Untuk menghindari diri dari kerugian, maka agama menuntun kepada apa yang disebut
dengan beramal, yaitu:beriman, beramal saleh, saling berwasiat dengan kebenaran
dan saling berwasiat dengan kesabaran.
Beriman bukan dalam artian cukup dengan meyakini Allah
dengan hati saja, akan tetapi di agungkan dengan lisan dan dibuktikan dengan
perbuatan. Bukan iman dalam pemahaman kaum Jabariah, yaitu cukup diyakini
dengan hati, yang penting percaya kepada Allah, kalaupun perbuatannya tetap
tidak sejalan, menurut kelompok ini masih tetap dikatakan beriman. Oleh
karenanya bagi kelompok ini amal tidak akan menambah dan mengurangi iman. Akan
jauh lebih fatal lagi jika iman yang seperti dibiarkan berkembang dalam
masyarakat, karena bagi mereka berbuat keji, jahat, maksiat, salah dan bahkan
korupsi, kolusi dan nepotisme, itu tidak akan merusak imannya atau jika mereka
tidak memenuhi tuntutan Tuhan, seperti shalat, zakat, puasa, haji dan lain
sebagainya, semua itu tidak akan menambah dan juga bukan mengurangi iman
mereka. Dengan demikian iman yang
dimaksud dalam hal ini adalah dipahami oleh orang-orang yang punya pengetahuan
tentang kebenaran. Puncak kebenaran tersebut ada dalam agama yaitu pengetahuan
tentang Allah dan ajaran-ajaran agama yang bersumber dariNya. Pembuktian
pengetahuan yang didapati dari kebanaran Tuhan itu disebut dengan amal. Jadi berarti
bekerja atau beramal dengan benar dan sesuai dengan kebenaran, maka hal itu
berarti telah beriman. Sebab sangat boleh jadi bisa bekerja dengan benar,
tetapi belum tentu sesuai dengan kebenaran atau sebaliknya bekerja dengan kebenaran, tetapi tidak melakukan dengan cara
yang benar. Untuk mengkomromikan kedua itu selalu sejalan. Namun hal itu belum
cukup, maka untuk melengkapinya ada dua aspek penting lainnya yaitu berwasiat
dengan benar dan kesabaran. Artinya selalu berada dalam kebenaran dan juga tabah
dalam melakukan yang benar.
Bekerja di dasari kepada empat sumber yaitu:
a. Daya tubuh, yaitu kemampuan dan keterampilan teknis.
b. Daya akal, yaitu memiliki kemampuan mengembangkan ilmu pengetahuan dan
teknologi, serta memahami dan memanfaatkan sunatullah.

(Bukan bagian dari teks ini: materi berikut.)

PR #49, opened 2018-08-08
INS-60: member contract

megge-dream:
closes INS-60

**- What I did**
Add Member smart contract and fix MemberDomain to create and get Member interface instances

**- How to verify it**
Run tests


genesis/example/member.go
```diff
@@ -17,134 +17,140 @@
...
-	// Base domain implementation.
-	domain.Domain
-	// CreateMember is used to create new member as a child to domain storage.
-	CreateMember(factory.Factory) (string, error)
-	// GetMember returns member from its record in domain storage.
-	GetMember(string) (resolver.Proxy, error)
+type member struct {
+	contract.BaseSmartContract
+	Username   string
+	privateKey *rsa.PrivateKey
```
LinnikD: no private key stored in blockchain, it is only passed when node is going to be initialized

genesis/example/member.go
```diff
@@ -17,134 +17,140 @@
...
-// CreateMember is a proxy call for instance method.
-func (mdp *memberDomainProxy) CreateMember(fc factory.Factory) (string, error) {
-	return mdp.Instance.(MemberDomain).CreateMember(fc)
+// GetUsername is a proxy call for instance method.
+func (mp *memberProxy) GetUsername() string {
+	return mp.Instance.(Member).GetUsername()
+}
+
+// GetPublicKey is a proxy call for instance method.
+func (mp *memberProxy) GetPublicKey() *rsa.PublicKey {
```
LinnikD: CreateComposite and GetComposite is not a public methods

genesis/example/member_domain.go
```diff
@@ -0,0 +1,187 @@
...
+
+// GetClassID returns string representation of MemberDomain's class.
+func (md *memberDomain) GetClassID() string {
+	return class.MemberDomainID
+}
+
+// CreateMember creates new member as a child to domain storage.
+func (md *memberDomain) CreateMember() (string, error) {
+	// Get child by memberFactoryRecord
+	child, err := md.GetChild(md.memberFactoryRecord)
```
LinnikD: This should be done using childResolver, GetChild method should not be public anymore

genesis/example/member_domain.go
```diff
@@ -0,0 +1,187 @@
...
+	}
+	// Create member
+	member, err := mf.Create(md)
+	if err != nil {
+		return "", err
+	}
+	if member == nil {
+		return "", fmt.Errorf("factory returns nil")
+	}
+	_, ok = member.(Member)
```
LinnikD: type checks should be resolver responsibility. Any ideas how we can do this?

genesis/example/member_domain.go
```diff
@@ -0,0 +1,187 @@
...
+	if err != nil {
+		return "", err
+	}
+
+	return record, nil
+}
+
+// GetMember returns member from its record in domain storage.
+func (md *memberDomain) GetMember(record string) (Member, error) {
+	member, err := md.GetChild(record)
```
LinnikD: also use childResolver instead

genesis/example/member.go
megge-dream: No, but for now we should implement all interface methods in proxy object

ilyapt: I think I'll do this in my job

genesis/example/member_domain.go
megge-dream: We still should convert types manually, but resolver will give us error about wrong type before this line, so here check is redundant

PR #54, opened 2018-08-09
INS-122: composite mechanism

megge-dream:
closes INS-122

**- What I did**
Add new composite to ChildStorage of ComposingContainer

**- How to verify it**
Run tests


genesis/model/contract/smart_contract.go
```diff
@@ -76,7 +76,18 @@ func (sc *BaseSmartContract) CreateComposite(compositeFactory object.CompositeFa
 	if exist {
 		return nil, fmt.Errorf("delegate with name %s already exist", interfaceKey)
 	}
+
+	compositeAsChild, ok := composite.(object.Child)
```
LinnikD: Why composite is not a child by default?

megge-dream: Because we separate responsibility of interfaces. Composite about ability to be injected into smth, Child - about having a parent. If Composite also must have parent, than Composite interface must require GetParent() method specifically.

PR #61, opened 2018-08-10
Ins-134: add domain to record keys

nordicdyno:
**- What I did**

* switch in storage on key generation from record.Reference (to avoid conflicts for records in different domains)

* storage key generation from record.Reference to avoid conflicts for records in different domains


ledger/artifactmanager/artifactmanager.go
```diff
@@ -35,8 +35,8 @@ func (m *LedgerArtifactManager) checkRequestRecord(requestID record.ID) error {
 	return nil
 }
 
-func (m *LedgerArtifactManager) getCodeRecord(codeID record.ID) (*record.CodeRecord, error) {
-	rec, err := m.storer.GetRecord(codeID)
+func (m *LedgerArtifactManager) getCodeRecord(codeRef record.Reference) (*record.CodeRecord, error) {
```
andreyromancev: Maybe we should pass codeRef by reference here as well?
Same for other methods like getCodeRecordCode

ledger/artifactmanager/artifactmanager.go
```diff
@@ -61,47 +61,47 @@ func (m *LedgerArtifactManager) getCodeRecordCode(codeID record.ID) ([]byte, err
 }
 
 func (m *LedgerArtifactManager) storeRecord(rec record.Record) (record.Reference, error) {
```
andreyromancev: Return reference here instead of value?

ledger/artifactmanager/artifactmanager.go
```diff
@@ -355,16 +355,16 @@ func (m *LedgerArtifactManager) DeactivateObj(requestRef, objRef record.Referenc
 			HeadRecord: objRef,
 			AmendedRecord: record.Reference{
```
andreyromancev: Should be just `AmendedRecord: objIndex.LatestStateRef`. No need to create another Record.

ledger/artifactmanager/artifactmanager.go
```diff
@@ -396,7 +396,7 @@ func (m *LedgerArtifactManager) UpdateObj(
...
```
andreyromancev: Here as well, just `AmendedRecord: objIndex.LatestStateRef`

PR #65, opened 2018-08-14
INS-98: Common package

ilyapt:
**- What I did**
Joined object, reference and factory into object package.

**- How to verify it**
Run tests.


genesis/model/object/context.go
```diff
@@ -14,30 +14,29 @@
  *    limitations under the License.
  */
 
-package resolver
+package object
```
LinnikD: For now you need to show that it is resolver context.   Rename file to resolver.go and set there Resolver interface and all 3 implementation.

PR #35, opened 2013-09-12
Add option to hide Welcome screen

ViViDboarder:
The welcome screen doesn't provide any options over what is available on
the main window. In fact it provides less options as the user cannot
access Settings while the welcome screen is open.

This commit adds a new settings option for hiding the welcome screen as
well as a section in settings for GUI or Loader related settings
independent of the API.

Welcome Screen defaults to being shown


diracz:
Sorry about the delay. This change looks good. In fact we might consider setting the default to hide the welcome window in the future.

PR #36, opened 2013-09-12
Provide access to endpoint during login

ViViDboarder:
In order to change your login to a sandbox from production once
selecting an action required the user to cancel, go to settings, change
the endpoint, save, and finally go back into the action.

This patch provides a textbox for changing the login url straight from
the action settings page


ViViDboarder:
That makes sense. Just moving the field outside of the if block should make it available for both types of login flows.

diracz:
ViViDboarder, I'm going to close the issue here. This request is really about adding extra text input field. 
If for some reason the sfdcInternal option is not working for you, we can consider separating the url field with sfdcInternal=true.

PR #40, opened 2014-09-03
support ${} syntax. it's provide to access environment.

megascus:
see
http://stackoverflow.com/questions/18744663/how-to-inject-environmental-variables-inside-spring-xml-configuration

### DIFF
--- a/pom.xml
+++ b/pom.xml
@@ -122,19 +122,8 @@
 
     <dependency>
       <groupId>org.springframework</groupId>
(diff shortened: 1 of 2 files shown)


tggagne:
Should pull request #40 have allowed me to use ${DATE} in process-conf.xml as in

<entry key="process.outputSuccess" value="log/success/importService.csv.${DATE}" />

assuming DATE is defined in my environment?
```
DrozBook:sql tgagne$ echo $DATE
20150417
```

PR #42, opened 2014-09-26
Tabs and commas separate fields, fix regression.

gnguyen-sfdc:
Use CSVReader update to separate fields on commas or tabs.


gnguyen-sfdc:
No idea. I honestly thought it was, but I guess I was mistaken.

c. Daya kalbu, yaitu memiliki kemampuan moral, estetika serta mampu berkhayal,
beriman dan merasakan kebesaran Tuhan Ilahi
d. Daya hidup yaitu memiliki kemampuan menyesuaikan diri dengan lingkungan,
mempertahankan hidup dan menghadpi tantangan.
Bila keempat daya yang dimiliki manusia tersebut
digunakan sesuai dengan pertunjuk Tuhan, maka apa saja yang di gerakan oleh
daya-daya tersebut akan menjadi amal saleh. Karena saleh itu artinya terhenti
melakukan perbuatan buruk atau jahat. Dengan kata lain segala perbuatan yang
berguna bagi pribadi, keluarga, kelompok, dan manusia secara keseluruhan. Namun
belum cukup, jika tanpa diiringi dengan benar dan mengerjakannya itu penuh
dengan kesabaran.
Beramal atau bekerja merupakan perombakan fundamental.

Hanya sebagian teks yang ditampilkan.